Count every line below that contains "uses", then state the total with no other output.

(Stored data entries)

━━━━━━━━━━

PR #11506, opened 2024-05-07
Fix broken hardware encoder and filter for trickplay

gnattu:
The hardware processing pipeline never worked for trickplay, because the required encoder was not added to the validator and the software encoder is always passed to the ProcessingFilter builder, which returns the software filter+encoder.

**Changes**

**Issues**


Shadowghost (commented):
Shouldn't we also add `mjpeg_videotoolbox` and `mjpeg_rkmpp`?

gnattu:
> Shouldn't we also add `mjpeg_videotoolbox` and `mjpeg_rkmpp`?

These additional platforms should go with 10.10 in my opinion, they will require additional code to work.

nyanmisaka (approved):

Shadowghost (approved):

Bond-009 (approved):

━━━━━━━━━━

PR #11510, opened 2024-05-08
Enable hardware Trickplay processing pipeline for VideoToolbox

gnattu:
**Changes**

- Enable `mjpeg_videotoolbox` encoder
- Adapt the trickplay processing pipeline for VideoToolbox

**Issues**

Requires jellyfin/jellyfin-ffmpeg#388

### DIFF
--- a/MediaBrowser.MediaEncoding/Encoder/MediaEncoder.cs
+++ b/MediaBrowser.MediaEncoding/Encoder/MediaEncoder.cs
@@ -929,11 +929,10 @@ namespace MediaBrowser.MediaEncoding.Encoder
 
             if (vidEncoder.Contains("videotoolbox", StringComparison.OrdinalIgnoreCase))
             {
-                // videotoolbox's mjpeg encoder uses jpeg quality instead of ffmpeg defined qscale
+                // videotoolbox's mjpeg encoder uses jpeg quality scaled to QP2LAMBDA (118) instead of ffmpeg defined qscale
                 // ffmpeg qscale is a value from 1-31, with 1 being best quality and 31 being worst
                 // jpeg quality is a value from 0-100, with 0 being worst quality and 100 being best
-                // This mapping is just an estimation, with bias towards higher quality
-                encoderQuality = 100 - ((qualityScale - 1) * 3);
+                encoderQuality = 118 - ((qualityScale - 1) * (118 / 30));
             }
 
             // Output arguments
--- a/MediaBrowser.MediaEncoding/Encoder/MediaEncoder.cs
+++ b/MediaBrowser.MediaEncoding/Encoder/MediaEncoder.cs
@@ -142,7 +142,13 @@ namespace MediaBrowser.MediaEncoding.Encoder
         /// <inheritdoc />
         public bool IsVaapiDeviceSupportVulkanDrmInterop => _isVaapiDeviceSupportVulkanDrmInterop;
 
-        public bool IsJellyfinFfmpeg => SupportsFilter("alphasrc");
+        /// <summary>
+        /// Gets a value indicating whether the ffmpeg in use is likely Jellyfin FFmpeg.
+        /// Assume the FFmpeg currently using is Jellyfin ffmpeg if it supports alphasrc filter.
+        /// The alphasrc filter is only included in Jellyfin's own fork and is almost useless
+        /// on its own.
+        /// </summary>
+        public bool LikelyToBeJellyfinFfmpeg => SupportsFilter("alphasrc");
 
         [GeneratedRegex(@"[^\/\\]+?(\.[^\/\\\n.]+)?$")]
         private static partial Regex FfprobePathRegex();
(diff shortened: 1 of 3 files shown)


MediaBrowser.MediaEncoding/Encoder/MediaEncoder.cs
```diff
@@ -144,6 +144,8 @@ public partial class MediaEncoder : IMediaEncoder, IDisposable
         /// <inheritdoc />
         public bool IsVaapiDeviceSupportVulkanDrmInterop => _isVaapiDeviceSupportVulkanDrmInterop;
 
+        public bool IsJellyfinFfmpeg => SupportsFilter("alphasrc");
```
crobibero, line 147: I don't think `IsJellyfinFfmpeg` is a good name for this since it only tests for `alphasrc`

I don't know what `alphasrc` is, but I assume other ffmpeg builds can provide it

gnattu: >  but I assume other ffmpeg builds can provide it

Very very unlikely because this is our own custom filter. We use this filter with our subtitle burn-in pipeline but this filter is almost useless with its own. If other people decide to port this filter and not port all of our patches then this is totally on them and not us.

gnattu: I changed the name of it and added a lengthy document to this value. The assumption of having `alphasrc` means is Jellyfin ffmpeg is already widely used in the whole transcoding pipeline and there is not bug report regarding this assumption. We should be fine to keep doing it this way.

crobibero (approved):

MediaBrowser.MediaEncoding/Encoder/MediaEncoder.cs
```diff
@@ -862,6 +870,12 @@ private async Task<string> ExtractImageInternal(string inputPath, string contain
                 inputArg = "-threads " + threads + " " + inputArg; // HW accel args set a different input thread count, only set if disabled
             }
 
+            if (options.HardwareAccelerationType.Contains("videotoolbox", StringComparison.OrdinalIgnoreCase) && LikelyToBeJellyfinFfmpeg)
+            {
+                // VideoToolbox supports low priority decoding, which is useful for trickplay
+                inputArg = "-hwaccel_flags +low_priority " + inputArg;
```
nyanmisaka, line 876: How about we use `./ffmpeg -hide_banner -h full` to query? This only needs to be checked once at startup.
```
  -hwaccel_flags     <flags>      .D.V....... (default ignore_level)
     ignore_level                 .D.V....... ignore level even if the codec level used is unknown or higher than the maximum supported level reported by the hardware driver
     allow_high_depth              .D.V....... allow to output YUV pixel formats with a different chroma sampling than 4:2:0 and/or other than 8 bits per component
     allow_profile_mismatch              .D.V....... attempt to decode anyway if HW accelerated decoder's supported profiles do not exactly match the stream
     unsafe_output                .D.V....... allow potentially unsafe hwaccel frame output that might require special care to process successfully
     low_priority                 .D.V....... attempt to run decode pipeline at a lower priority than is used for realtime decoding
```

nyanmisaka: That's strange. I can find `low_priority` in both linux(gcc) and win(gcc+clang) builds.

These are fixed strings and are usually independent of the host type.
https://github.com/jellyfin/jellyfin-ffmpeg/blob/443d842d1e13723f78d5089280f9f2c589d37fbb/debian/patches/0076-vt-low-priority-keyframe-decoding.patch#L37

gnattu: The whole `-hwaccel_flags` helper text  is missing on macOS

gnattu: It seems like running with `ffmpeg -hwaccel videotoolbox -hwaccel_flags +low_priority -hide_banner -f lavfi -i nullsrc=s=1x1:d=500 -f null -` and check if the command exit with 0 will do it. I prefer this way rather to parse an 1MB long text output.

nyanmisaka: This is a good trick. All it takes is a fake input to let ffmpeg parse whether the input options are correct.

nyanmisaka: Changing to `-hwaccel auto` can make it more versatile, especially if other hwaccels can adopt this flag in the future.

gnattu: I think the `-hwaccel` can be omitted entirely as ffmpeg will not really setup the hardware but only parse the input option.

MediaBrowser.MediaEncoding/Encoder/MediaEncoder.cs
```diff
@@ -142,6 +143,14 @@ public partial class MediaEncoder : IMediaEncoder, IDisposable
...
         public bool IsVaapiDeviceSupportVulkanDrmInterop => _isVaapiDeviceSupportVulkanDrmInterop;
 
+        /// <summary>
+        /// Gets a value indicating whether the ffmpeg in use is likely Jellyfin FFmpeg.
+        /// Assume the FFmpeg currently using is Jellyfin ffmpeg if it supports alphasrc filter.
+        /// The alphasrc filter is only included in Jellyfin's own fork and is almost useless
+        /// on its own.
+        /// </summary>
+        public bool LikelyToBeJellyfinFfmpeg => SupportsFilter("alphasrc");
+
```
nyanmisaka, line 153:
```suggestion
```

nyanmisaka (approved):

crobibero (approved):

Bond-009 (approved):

━━━━━━━━━━

» Result: 2